Die Vorräte wurden durch Stichtagsinventur aufgenommen (§§ 240, 241 HGB). Die Vorräte sind anhand der Inventurlisten von der Gesellschaft zu Anschaffungskosten unter Beachtung des Niederstwertprinzips bewertet worden (§ 253 IV HGB).

Forderungen und sonstige Vermögensgegenstände werden zum Nominalwert angesetzt.

Die Forderungen und sonstigen Vermögensgegenstände haben i. H. v. € 8.727,28 eine Restlaufzeit von über 5 Jahren (Vorjahr: € 8.898,46).

Flüssige Mittel werden zu Nominalwerten angesetzt (§ 253 I HGB).

Die aktiven Rechnungsabgrenzungsposten beinhalten Ausgaben vor dem Abschlussstichtag, soweit sie Aufwand für eine bestimmte Zeit danach darstellen (§ 250 I 1 HGB).

Auf den Ansatz der aktiven latenten Steuern wurde gem. § 274 I 2 HGB verzichtet.

Das Stammkapital beträgt € 25.000,--. Es ist mit dem Nennwert angesetzt.

Die sonstigen Rückstellungen erfassen alle erkennbaren Risiken und ungewisse Verbindlichkeiten und sind mit dem Erfüllungsbetrag bewertet, der nach vernünftiger kaufmännischer Beurteilung notwendig ist (§ 253 I 2 HGB). Rückstellungen mit einer Restlaufzeit von mehr als einem Jahr werden mit dem ihrer Restlaufzeit entsprechenden durchschnittlichen Marktzinssatz der vergangenen sieben Geschäftsjahre abgezinst (§ 253 II 1 HGB).

Die sonstigen Rückstellungen betragen
€ 1.300,00

Verbindlichkeiten werden mit ihrem Erfüllungsbetrag bilanziert (§ 253 I 2 HGB).

Die Restlaufzeiten der Verbindlichkeiten (§ 268 V 1 HGB, § 285 Nr.1 und Nr. 2 HGB) ergeben sich wie folgt:

 
Restlaufzeit
Summe
 
bis 1 Jahr
1 - 5 Jahre
> 5 Jahre
Verbindlichkeiten




gegenüber
Kreditinstituten
5.053,14
0,00
0,00
5.053,14
aus Lieferungen und Leistungen
19.644,67
0,00
0,00
19.644,67
gegenüber Gesellschafter
102.533,86
0,00
0,00
102.533,86
Sonstige
100.203,04
0,00
0,00
100.203,04
Summe
227.434,71
0,00
0,00
227.434,71

II. Angaben zur Gewinn- und Verlustrechnung

Die Gewinn- und Verlustrechnung wurde nach dem Gesamtkostenverfahren (§ 275 II HGB) aufgestellt.

Es wurden Abschreibungen auf immaterielle Vermögensgegenstände in Höhe von € 30.058,00 zur Bewertung des Geschäfts- oder Firmenwertes vorgenommen.

Es wurden außerplanmäßige Abschreibungen auf das bewegliche Anlagevermögen in Höhe von € 214,00 zur zutreffenden handelsrechtlichen Bewertung vorgenommen.

III. Sonstige Pflichtangaben

Die Gesellschaft ist bilanziell überschuldet.
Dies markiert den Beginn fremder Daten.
PR #206, opened 2024-02-08
feat: Add functionality to pre-check a user to NSS service

denisonbarbosa:
To avoid problems with SSH authentication, we need a way for `authd` to check with the brokers whether a user exists or not. This check is attached to the GetPasswdByName method in our NSS service so that, if a user is not found in the cache, we ask the available brokers if the user is valid or not. If so, we return a dummy `passwd` entry to prevent SSH from considering the user as invalid and redacting the login information that we need.

UDENG-2049


didrocks (changes requested):
I don’t think this is the right approach.

Here, we always do this call if we can’t find an user when doing name resolution. We should limit that as much as possible and this being opaque to the nss module.

My suggestion would be:
1. Add a shouldPreCheck boolean to the existing GetByNameRequest corresponding GRPC call. This would be true only if the requester is the openssh-server process.
2. authd does the normal cache check, and only if the boolean is true, it issues the additional precheck call to the selected broker.

So, basically, we don’t have any additional GRPC method between the nss module and authd. This is opaque to the nss module.

Does that make sense?

internal/brokers/broker.go
```diff
@@ -42,6 +42,8 @@ type brokerer interface {
 	IsAuthenticated(ctx context.Context, sessionID, authenticationData string) (access, data string, err error)
 	EndSession(ctx context.Context, sessionID string) (err error)
 	CancelIsAuthenticated(ctx context.Context, sessionID string)
+
```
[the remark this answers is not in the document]
denisonbarbosa: I thought about it as well. The issue with putting it first is that it would look like it's "expected" behaviour, but it's not something that should happen on every authentication flow but a few. Does that make sense?

internal/brokers/broker.go
```diff
@@ -17,7 +17,8 @@ import (
 	"golang.org/x/exp/slices"
 )
 
-const localBrokerName = "local"
+// LocalBrokerName is the name of the local broker.
+const LocalBrokerName = "local"
```
3v1n0, line 21: Maybe  `LocalBrokerId` ?

Since that's how we refer to it in the proto.

internal/services/nss/nss.go
```diff
@@ -151,6 +143,22 @@ func (s Service) GetShadowEntries(ctx context.Context, req *authd.Empty) (*authd
...
+func (s Service) userPreCheck(ctx context.Context, username string) error {
+	// Check if the user exists in at least one broker.
+	for _, b := range s.brokerManager.AvailableBrokers() {
+		// The local broker is not a real broker, so we skip it.
+		if b.ID == brokers.LocalBrokerName {
+			continue
+		}
+		if err := b.UserPreCheck(ctx, username); err != nil {
+			continue
+		}
```
3v1n0, line 156: Just a minor thing, and probably not worth it as I don't expect us having many brokers around, but maybe we could do these requests in parallel and the first one who replies wins?

internal/services/nss/nss_test.go
```diff
@@ -37,46 +37,24 @@ func TestNewService(t *testing.T) {
...
-	}
-}
-
 func TestGetPasswdByName(t *testing.T) {
 	tests := map[string]struct {
 		username string
 
-		sourceDB string
+		sourceDB       string
+		shouldPreCheck bool
```
3v1n0, line 45: I'd keep this as a pointer so that we also test the `nil` case.

denisonbarbosa: Honestly, I think the best course of action is actually to modify the proto so that the precheck field is not optional. I don't like the idea of a pointer for something that can only be Y or N.

internal/brokers/broker.go
denisonbarbosa: Definitely

internal/services/nss/nss.go
denisonbarbosa: We don't care about which broker replies, only if one does, so I think it's not worth the complexity. Also, we would need to wait for all calls to complete to avoid having orphan routines so it might take more time than it should've in the end, no?

internal/services/nss/nss_test.go
3v1n0: Oh, that too... Not sure what was the decision on protocol with other peers.

nss/src/passwd/mod.rs
```diff
@@ -105,9 +106,12 @@ fn get_entry_by_name(name: String) -> Response<Passwd> {
...
         };
 
-        let req = Request::new(authd::GetByNameRequest { name });
+        let req = Request::new(authd::GetByNameRequest {
+            name: name.clone(),
+            should_pre_check: should_pre_check(),
+        });
         match client.get_passwd_by_name(req).await {
-            Ok(r) => Response::Success(passwd_entry_to_passwd(r.into_inner())),
+            Ok(r) => return Response::Success(passwd_entry_to_passwd(r.into_inner())),
```
didrocks, line 114: see the clippy comment about uneedeed return (and so no diff here?)

nss/src/passwd/mod.rs
```diff
@@ -133,3 +137,31 @@ fn passwd_entry_to_passwd(entry: PasswdEntry) -> Passwd {
...
+fn should_pre_check() -> bool {
+    #[cfg(feature = "integration_tests")]
+    return if std::env::var("AUTHD_NSS_SHOULD_PRE_CHECK").is_ok() {
+        true
+    } else {
+        false
+    };
+
+    let sys = System::new_all();
+    let ppid: Option<Pid>;
```
didrocks, line 151: ditoo, the clippy thingy should be cleaned or commented for the linter.

authd.proto
```diff
@@ -139,6 +139,9 @@ service NSS {
 
 message GetByNameRequest{
```
didrocks, line 140: TBH, I would have a separate message for the Passwd now, to ensure we don’t accidentally pass this value to the other group/shadow requests.

Otherwise, we need to have an error returned if shouldPreCheck is set to true and passed to the goup/shadow calls, so it’s not really a win.

Let’s then tighten the API, and I would say, as then there is only one common message for group/shadow, we can even split them in 3 messages, for each ByNameRequest type.

didrocks (changes requested):
Excellent work! I have very very few comments on this.

My biggest one is on splitting the `ByNameRequest` on the proto file to avoid puzzling ourself on the API, adding more error check and so on. That way, we have the required arguments for only the calls we want it on.

Also, think about checking the diff, that way, you would have seen the clippy annotation and we should either annotate or fix them to ensure we keep our 0 warnings policy!

But again, I think not a lot of work is needed on this one to get it merged now, good job!

internal/services/nss/nss.go
```diff
@@ -33,11 +37,19 @@ func (s Service) GetPasswdByName(ctx context.Context, req *authd.GetByNameReques
 		return nil, status.Error(codes.InvalidArgument, "no user name provided")
 	}
 	u, err := s.userManager.UserByName(req.GetName())
-	if err != nil {
+	if err == nil {
+		return nssPasswdFromUsersPasswd(u), nil
+	}
+	if !req.GetShouldPreCheck() {
```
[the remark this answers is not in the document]
denisonbarbosa: The funny thing is that I was confident that I did it during HO, but turns out it's not here (I think I was doing the check on the previous impl, i.e. in the NSS module)

internal/services/nss/testdata/TestGetPasswdByName/golden/precheck_user_if_not_in_cache
```diff
@@ -0,0 +1,7 @@
+name: user-pre-check
+passwd: x
+uid: 4294967295
```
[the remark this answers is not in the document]
denisonbarbosa: It shouldn't be. The uid/gid type is `uint32` so it should behave equally in both architectures.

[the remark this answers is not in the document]
didrocks: thanks for confirming!

didrocks (approved):
great great!

PR #220, opened 2024-02-21
fix(tests): fix lostcancel occurrence in tests

GabrielNagy:
Addresses the following govet error:

    lostcancel: this return statement may be reached without using the disconnect var defined on line 296

Fixes UDENG-2287


didrocks (approved):
The Lost Disconect, part 2!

Zur Behebung einer  insolvenzrechtlichen Überschuldung hat die Gesellschafterin einen Rangrücktritt über € 100.000,00 erklärt. Die Geschäftsführerin hat sich ferner aufgrund einer positiven Fortführungsprognose vom Fortbestand der Gesellschaft überzeugt.

Geschäftsführerin war im Berichtsjahr Frau Martina Hagenow. Änderungen in der Geschäftsführung haben sich nicht ergeben. Die Geschäftsführerin ist alleinvertretungsberechtigt und von den Beschränkungen des § 181 BGB befreit.

Von den Erleichterungen der §§ 274a, 288 HGB wurde Gebrauch gemacht.

Wiesmoor, den 23. Juli 2012

gez. Martina Hagenow, Geschäftsführerin

sonstige Berichtsbestandteile


Angaben zur Feststellung:
Der Jahresabschluss wurde am 24.07.2012 festgestellt.